Her hand glided in under the slit. “You would be so strong, James,” she
whispered, her eyes moistening.

Henri used the wind to propel him. He was almost there …

“I could have worn nothing. But I love this gown, don’t you?” Jane was
saying coyly.

She arched back, the slit opened to full breadth. “I decided instead to
wear nothing under it.”

James stepped back, wary of her seduction.

Her lips turned down and she glared, not having received the look of
lust she had wanted—desire pelting him unmercifully. But just as quickly, her
smile returned, her voice mellifluous. “It was a laboratory fire, wasn’t it,
James?
From an explosion?
He mixed the chemicals in
the college laboratory so they would combust when you lit the Bunsen burner.”

“What are you saying?” he said, his mental control momentarily wavering
as he fought to control his emotions in the face of her words.

It was the moment the
vampira
and her phantom
had waited for, a singular moment of weakness. His mind was theirs to shatter.
She pricked him with visions of fire—and smoke. The air became so hot it could
incinerate a man’s lungs.

But there was no fear in the slayer’s eyes. He stared at the illusion
of fire, fascinated.

With a corrosive laugh, Jane spread her dark wings and danced
delightedly on the branch. “James, you are wonderful. Invite me in, and I will
let you look at me again. I am more beautiful than the human or that sullied
vampira
could ever be, am I not?”

“Except for the fangs,” he
said,
his tone
flat.

“Burn, slayer,” she smiled sweetly. She drew her wings back in and sat
back down on the limb.

Henri crashed through the bathroom window.
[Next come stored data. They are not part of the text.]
PR #7949, opened 2021-01-25
Calculator: Support h, o and b suffixes for base 16, 8 and 2 numbers

DayanYT:
Make the calculator support hexadecimal numbers like these: 1h; 16h; Fh etc.
Tested this locally, it works.

### DIFF
--- a/server/chat-plugins/calculator.ts
+++ b/server/chat-plugins/calculator.ts
@@ -97,7 +97,12 @@ function solveRPN(rpn: string[]) {
 			if (!resultStack.length) throw new SyntaxError(`Unknown syntax error`);
 			resultStack.push(-resultStack.pop()!);
 		} else if (!"^%*/+-".includes(token)) {
-			let num = Number(token);
+			let num;
+			if (token.endsWith('h')) {
+			num = Number("0x" + token.slice(0, -1)); //replacing h with 0x
+			} else { 
+			num = Number(token); 
+			}
 			if (isNaN(num) && token.toUpperCase() in Math) {
 				// @ts-ignore
 				num = Math[token.toUpperCase()];
@@ -141,7 +146,7 @@ export const commands: ChatCommands = {
 	calculate(target, room, user) {
 		if (!target) return this.parse('/help calculate');
 		let base = 10;
-		if (target.includes('0x')) {
+		if (target.includes('0x') || target.includes('h')) {
 			base = 16;
 		} else if (target.includes('0o')) {
 			base = 8;
@@ -151,7 +156,7 @@ export const commands: ChatCommands = {
 
 		const baseMatchResult = (/\b(?:in|to)\s+([a-zA-Z]+)\b/).exec(target);
 		if (baseMatchResult) {
-			switch (toID(baseMatchResult[1])) {
+			switch (toID(baseMatchResult[1])) {				
 			case 'decimal': case 'dec': base = 10; break;
 			case 'hexadecimal': case 'hex': base = 16; break;
 			case 'octal': case 'oct': base = 8; break;
--- a/server/chat-plugins/calculator.ts
+++ b/server/chat-plugins/calculator.ts
@@ -92,17 +92,22 @@ function parseMathematicalExpression(infix: string) {
 
 function solveRPN(rpn: string[]) {
 	const resultStack: number[] = [];
-	for (const token of rpn) {
+	for (let token of rpn) {
 		if (token === 'negative') {
 			if (!resultStack.length) throw new SyntaxError(`Unknown syntax error`);
 			resultStack.push(-resultStack.pop()!);
 		} else if (!"^%*/+-".includes(token)) {
-			let num;
 			if (token.endsWith('h')) {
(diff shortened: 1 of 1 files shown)


server/chat-plugins/calculator.ts
```diff
@@ -97,7 +97,12 @@ function solveRPN(rpn: string[]) {
 			if (!resultStack.length) throw new SyntaxError(`Unknown syntax error`);
 			resultStack.push(-resultStack.pop()!);
 		} else if (!"^%*/+-".includes(token)) {
-			let num = Number(token);
+			let num;
+			if (token.endsWith('h')) {
+			num = Number("0x" + token.slice(0, -1)); //replacing h with 0x
+			} else { 
+			num = Number(token); 
+			}
```
AnnikaCodes, line 105:
```suggestion
			if (token.endsWith('h')) token = `0x${token.slice(0, -1)}`;
			let num = Number(token);
```
This is how I would do it (converting `const token` to `let token`).

AnnikaCodes: I think this is more readable than `let num;` but if you'd rather do that, please at least indent the inner part of your `if` statements.

server/chat-plugins/calculator.ts
```diff
@@ -151,7 +156,7 @@ export const commands: ChatCommands = {
 
 		const baseMatchResult = (/\b(?:in|to)\s+([a-zA-Z]+)\b/).exec(target);
 		if (baseMatchResult) {
-			switch (toID(baseMatchResult[1])) {
+			switch (toID(baseMatchResult[1])) {
```
AnnikaCodes, line 159:
```suggestion
			switch (toID(baseMatchResult[1])) {
```

AnnikaCodes:
I wonder if `o` should also be supported as a suffix for base 8 numbers?

Zarel:
Is the `h` suffix common for hex numbers?

> Some authors prefer a text subscript, such as 159<sub>decimal</sub> and 159<sub>hex</sub>, or 159<sub>d</sub> and 159<sub>h</sub>.

(Wikipedia)

Interesting.

> In programming languages, octal literals are typically identified with a variety of prefixes, including the digit 0, the letters o or q, the digit–letter combination 0o, or the symbol & or $. In Motorola convention, octal numbers are prefixed with @, whereas a small (or capital) letter o or q is added as a postfix following the Intel convention.

(Wikipedia)

Looks like the `h`, `o`, and `b` suffixes are Intel convention, and it's probably fine to use them here, too.

server/chat-plugins/calculator.ts
```diff
@@ -141,11 +151,11 @@ export const commands: ChatCommands = {
 	calculate(target, room, user) {
 		if (!target) return this.parse('/help calculate');
 		let base = 10;
-		if (target.includes('0x')) {
+		if (target.includes('0x') || target.includes('h')) {
 			base = 16;
-		} else if (target.includes('0o')) {
+		} else if (target.includes('o')) {
```
AnnikaCodes, line 156: This would be a problem if the calculator were ever expanded to support more functions (`cos` comes to mind; this would make all expressions involving cosines use base 8). I don't think we're planning to do that, but it's worth noting.

AnnikaCodes (approved):
Aside from my minor nitpick, I think this looks good.

server/chat-plugins/calculator.ts
```diff
@@ -141,11 +151,11 @@ export const commands: ChatCommands = {
 	calculate(target, room, user) {
 		if (!target) return this.parse('/help calculate');
 		let base = 10;
-		if (target.includes('0x')) {
+		if (target.includes('0x') || target.includes('h')) {
```
Zarel, line 154:
```suggestion
		if (target.includes('0x') || /\bh\b/.test(target)) {
```

server/chat-plugins/calculator.ts
Zarel:
```suggestion
		} else if (/\bo\b/.test(target)) {
```

server/chat-plugins/calculator.ts
```diff
@@ -141,11 +151,11 @@ export const commands: ChatCommands = {
...
 			base = 16;
-		} else if (target.includes('0o')) {
+		} else if (target.includes('o')) {
 			base = 8;
-		} else if (target.includes('0b')) {
+		} else if (target.includes('b')) {
```
Zarel, line 158:
```suggestion
		} else if (/\bb\b/.test(target)) {
```

server/chat-plugins/calculator.ts
Zarel: Probably the easiest way to prevent that false positive.

Zarel: Actually, in hindsight, that's not a good approach, either.

Zarel:
Thanks! I pushed a better base detection system here: https://github.com/smogon/pokemon-showdown/commit/93e921360eb85d8a20d3bc87ab52fffa31684ac8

Since the damned thing wouldn’t open for him.

The phantom was forming into a chimera, the lion head nodding toward
Jane as though he had received a command.

The mistress of evil was about to play a horror game. Henri could
literally smell burnt ashes as he stepped from the bathroom and into the
illusion of fire.

A lit candle appeared in the phantom’s cloven hands, and Henri cast a
worried glance toward Angie. She was weak. The illusion could manhandle her if
she awakened in the center of flames she would mystically be able to see.

The odious creature with the body of a goat dropped the candle. “Oops,”
he said.

Drops of hot wax splashed across the carpet, and tiny flames began to
form on the drops, burning the carpet fibers with a thousand little fires.

The little fires rolled across the floor toward the drapes.

The drapes burst into open flame. Towers of red began to lick at the
walls and the bed. Henri could smell the smoke, feel the hot haze. This
mistress of the undead was powerful.

The phantom chimera, its razor-sharp wings outstretched, moved through
the smoke.

Moving between Henri and the bed where Angie lay.

A burning bed …

“Get away from her,” his deep voice commanded from within the smoke.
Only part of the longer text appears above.